Work to complete: Going through the material underneath, give only the number of lines that contain "fields".

[Start of Attachment]

Issue #9080, opened 2022-10-05
Prebid Server Adapter: participate in fledge auctions


patmmccann:
## Type of issue
Feature Request

## Description
The Fledge module takes an auctionConfig that must exist somewhere on the bid response. The PBS bid adapter should have a 'place' for them to be. 

https://github.com/prebid/Prebid.js/blob/b04ba3b09b35c5edc4588b569de618d0899ae432/modules/openxOrtbBidAdapter.js#L329 is where they are on the OpenXOrtb adapter response. Open to proposals on where they should be on PBS response, potentially somewhere in meta? 

Also pbs adapter should include a unit test it gets imp.ext.ae on fledge auctions just as https://github.com/prebid/Prebid.js/blob/af8fb3816be54406fd69851acc8f6fe0565f9f18/modules/openxOrtbBidAdapter.js#L72

Merging multiple auction configs in one response should be covered in the solution

patmmccann:
If we decide it exists in the meta response; there might be no server side retooling needed at all. Server just passes through meta unaltered.

patmmccann:
Correction: it appears to pass through whitelisted fields, eg https://github.com/prebid/prebid-server/issues/2157

dgirardi:
Fledge configs are independent from bids, so  `seatnonbid` is not a great place for it if it's meant to be populated only when `seatbid` is not. Counter proposal:

```
{
  ext: {
      prebid: {
           fledge: [
                 {
                    impid,  // imp.id the fledge auction refers to
                    seat,    // bidder code asking for the fledge auction. (not required, but probably useful for analytics)
                    config: {
                         // the fledge auction configuration - just a pass-through object. Examples:
                         // https://developer.chrome.com/blog/fledge-api/#ad-auction
                         // https://developers.google.com/publisher-tag/reference#googletag.config.ComponentAuctionConfig_auctionConfig                       
                    },
                    // ...
                 }
           ]
      }
  }
}
```

laurb9:
The fledge auction config is passed out-of-band with respect to the bids (or no bids), it does not contain bid information but rather a specially crafted bid request reflected back to the browser. Since `seatbid.nobid` is intended for debugging information (non-functional), `seatbid.bids` are intended to carry actual bids, and even `seatbid` could be missing entirely if `nbr` exists, I think it would be simpler to keep passing the fledge auctionconfig in the `response.ext.fledgeauctionconfig`.

[...]

PR #9342, opened 2022-12-14
Prebid Server adapter: fledge support

dgirardi:
## Type of change

- [x] Feature

## Description of change

This adds _untested_ support for fledge in the PBS adapter, following the spec described [here](https://github.com/prebid/prebid-server/issues/2411#issuecomment-1303895661).

In addition this also refactors some of the other logic around fledge:

 - the `interpretResponse` return value API has been changed from `{bids: [...], fledgeAuctionConfigs: [{bidId, ...config}] }` to `{bids: [...], fledgeAuctionConfigs: [{bidId, config}]}`
 - the `addComponentAuction` signature has been changed from `(bidRequest, fledgeAuctionConfig)` to `(adUnitCode, fledgeAuctionConfig)`
 - the logic to flag `bidderRequest.fledgeEnabled` has been moved to the fledge module
 - `ortbConverter` now automatically sets `imp.ext.ae` for all adapters; and parses `ext.prebid.fledge` for those that choose to use PBS extensions.

## Other information

Closes https://github.com/prebid/Prebid.js/issues/9080
Documentation TBD


test/spec/modules/fledge_spec.js
```diff
@@ -35,3 +42,166 @@ describe('fledgeForGpt module', function() {
     });
```
robertrmartinez, line 42: prob does not matter but this is still calling `bidRequest` instead of `adUnitCode` for `addComponentAuctionHook`

Line 40 in `fledge_spec`

JoelPM:
@laurb9  - mind giving this a review?

laurb9:
@dgirardi I tested this PR with openx adapter, both direct and via prebid-server (both varieties), and it is working for me.

Setup:
I set up three bidders on a local test page: `openx` (because it supports FLEDGE already), plus two s2s configs with custom endpoints for PBS-Go and PBS-Java, both also calling aliased `openx`.
Local test bidder that responds with a bid and fledge auction config like the `openx` endpoint would.
Started dev Prebid.js with `fledgeForGpt`,`openxOrtbBidAdapter`,`prebidServerBidAdapter` modules.
Started latest [PBS-Go](https://github.com/prebid/prebid-server) and [PBS-Java](https://github.com/prebid/prebid-server-java) from their repos, configured with that same local test bidder endpoint for `openx`.

Result:
I see all three "fledgeForGpt register component auction config" messages corresponding to each bidder response on the GPT slot.

Prebid-Fledge with FLEDGE enabled

laurb9:
I've also tested on a stable Chrome without fledge support, and I see that `imp.ext.ae` is no longer being sent and the eventual s2s fledge auction configs get the expected warning:
> Prebid WARNING: Received fledge auction configuration for an impression that was not in the request or did not ask for it {impid: 'div-gpt-ad-1460505748561-0', bidder: 'openx-via-pbs-go', adapter: 'openx', config: {…}}....

But the fledge configs coming from adapters still attempt to register the component auction, as the original code made no attempt to filter them either. I see it as more of a consistency issue now, as nothing will happen either way - or we could disable the module altogether so no fledge processing takes place.

modules/fledgeForGpt.js
```diff
@@ -31,12 +32,10 @@ export function init(cfg) {
   }
 }
 
-export function addComponentAuctionHook(next, bidRequest, componentAuctionConfig) {
+export function addComponentAuctionHook(next, adUnitCode, componentAuctionConfig) {
   const seller = componentAuctionConfig.seller;
-  const adUnitCode = bidRequest.adUnitCode;
   const gptSlot = getGptSlotForAdUnitCode(adUnitCode);
   if (gptSlot && gptSlot.setConfig) {
-    delete componentAuctionConfig.bidId;
```
laurb9, line 39: We deleted `bidId` because it was not in the schema, on the off chance the object might be checked against a schema for extra unapproved fields, given it is intended to be passed to sandboxed code.

modules/fledgeForGpt.js
```diff
@@ -31,12 +32,10 @@ export function init(cfg) {
   }
 }
 
-export function addComponentAuctionHook(next, bidRequest, componentAuctionConfig) {
+export function addComponentAuctionHook(next, adUnitCode, componentAuctionConfig) {
```
laurb9, line 35: Would a hook not benefit more from seeing the original bidRequest ?

modules/fledgeForGpt.js
```diff
@@ -48,5 +47,50 @@ export function addComponentAuctionHook(next, bidRequest, componentAuctionConfig
     logWarn(MODULE, `unable to register component auction config for: ${adUnitCode} x ${seller}.`);
   }
 
-  next(bidRequest, componentAuctionConfig);
+  next(adUnitCode, componentAuctionConfig);
 }
+
+export function markBidsForFledge(next, bidderRequests) {
+  if (navigator.runAdAuction) {
```
laurb9, line 54:
```suggestion
  if ('runAdAuction' in navigator && 'joinAdInterestGroup' in navigator) {
```
to align with what GPT looks for

modules/fledgeForGpt.js
dgirardi: possibly, but we don't always have it. In prebid server we may have multiple requests (the fledge config references an imp, but there can be any number of bidders (requests) for that imp). With `allowUnknownBidderCodes` we may also have zero.

patmmccann:
@laurb9 how do things look now?

modules/fledgeForGpt.js
```diff
@@ -48,5 +47,50 @@ export function addComponentAuctionHook(next, bidRequest, componentAuctionConfig
     logWarn(MODULE, `unable to register component auction config for: ${adUnitCode} x ${seller}.`);
   }
 
-  next(bidRequest, componentAuctionConfig);
+  next(adUnitCode, componentAuctionConfig);
 }
+
+export function markBidsForFledge(next, bidderRequests) {
```
laurb9, line 53: This function enables FLEDGE for bidderRequests, should the name be `markBidderRequestsForFledge` or just `markForFledge` ?

modules/fledgeForGpt.js
```diff
@@ -48,5 +47,50 @@ export function addComponentAuctionHook(next, bidRequest, componentAuctionConfig
...
+registerOrtbProcessor({type: IMP, name: 'impExtAe', fn: setImpExtAe});
+
+// to make it easier to share code between the PBS adapter and adapters whose backend is PBS, break up
+// fledge response processing in two steps: first aggregate all the auction configs by their imp...
+
+export function parseExtPrebidFledge(response, ortbResponse, context) {
+  (ortbResponse.ext?.prebid?.fledge?.auctionconfigs || []).forEach((cfg) => {
+    const impCtx = context.impContext[cfg.impid];
+    if (!impCtx?.imp?.ext?.ae) {
+      logWarn('Received fledge auction configuration for an impression that was not in the request or did not ask for it', cfg, impCtx?.imp);
```
laurb9, line 77: validation behavior is different between PBS and regular adapter. If adapters adopt this method it may become a non-issue but it may be confusing as is.

modules/fledgeForGpt.js
```diff
@@ -48,5 +47,50 @@ export function addComponentAuctionHook(next, bidRequest, componentAuctionConfig
     logWarn(MODULE, `unable to register component auction config for: ${adUnitCode} x ${seller}.`);
```
laurb9, line 47: Should `addComponentAuction` be skipped altogether if FLEDGE is not supported ?
On such a browser, receiving unsolicited auction configs from an adapter will print this misleading under the circumstances warning.

laurb9 (approved):
Looks good to me and it works. After playing with it I noticed a couple new and inherited  behaviors that don't impact functionality but can be misinterpreted, so I added a few comments.

Also, the log message `fledgeForGpt isEnabled: true` is emitted on a non-FLEDGE supporting browser, with no indication that we know it will not work and that `imp.ext.ae` is removed from explicit pub-supplied configuration. I've come to think it is more helpful to see the final computed state of the enablement that considers the browser support, perhaps with some detail about how it was derived.

modules/fledgeForGpt.js
dgirardi: I am not sure this validation makes sense outside of here. There are two things we are checking here - 

1. the request should have set `imp.ext.ae`; does this check make sense for an adapter that (in general) may not be using ORTB at all? 
2. the fledge config should refer to an imp that existed in the request. this is necessary for PBS because the protocol pairs a fledge config with `impid`. But, for client-side adapters,  they must provide a valid `bidId` instead - [the check is here](https://github.com/prebid/Prebid.js/blob/c05bba2920ebe3a97b231e058acc2c09db27bf10/src/adapters/bidderFactory.js#L261), although there's no warning.

I can add a warning for 2, I'm not sure about 1.

modules/fledgeForGpt.js
laurb9: The message "unable to do something" tells me the expectation was that it should have been able to, so something went wrong.
If it said "ignored unsolicited fledge configs", that would be more accurate, but I understand we may not want to have a log message for every specific condition

modules/fledgeForGpt.js
laurb9: Should be fine to leave it as it is now and update in a later iteration if it becomes a problem with usage.

mmoschovas (approved):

[End of Attachment]

Task response: 2